Non-invasive brain stimulation helps older adults learn new motor skills
It’s unsurprising but unfortunate that as we get older, our capacity to learn new skills diminishes. But a new study by researchers at EPFL has found that non-invasive electrical brain stimulation can help older adults learn new motor skills much faster.
Whether it’s brushing your teeth or making a sandwich, every daily activity is made up of a sequence of small movements and actions that we essentially perform on autopilot. But it can take time and effort to learn a new one of these sequential motor skills, such as a new sport or musical instrument.
Young people often pick up these new skills pretty quickly, but as we get older it’s harder to do and takes longer. So for the new study, the EPFL team investigated a potential way to help older adults learn new sequential motor skills faster and more effectively.

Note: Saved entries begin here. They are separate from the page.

PR #74, opened 2019-07-16
openshift: Add env value to disable openshift ingress extension

nak3:
When serving operator is installed on OpenShift env, it always
installs openshift-ingress as well. This is sometimes painful when we
try to use knative's default ingress or when we would like to test
other version of openshift-ingress.

To address such pains, this patch introduces
`DISABLE_OPENSHIFT_INGRESS` env to disable installation of
openshift-ingress.


nak3:
Closing this PR.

They experimented with a technique called anodal transcranial direct current stimulation (atDCS), which applies a gentle electric current to stimulate specific regions of the brain. Past research has shown this technique can be useful in helping people boost their math skills, memory and learning. One study in particular was able to restore working memory in 70-year-old subjects to the level of a healthy 20-year-old.
The new study was in a similar vein. The team trained and tested groups of younger and older adults on what’s called a finger-tapping task, which requires them to type out a sequence of numbers as fast as possible. The task tests a participant’s dexterity and can easily show their improvement over time, in the tradeoff between speed and accuracy.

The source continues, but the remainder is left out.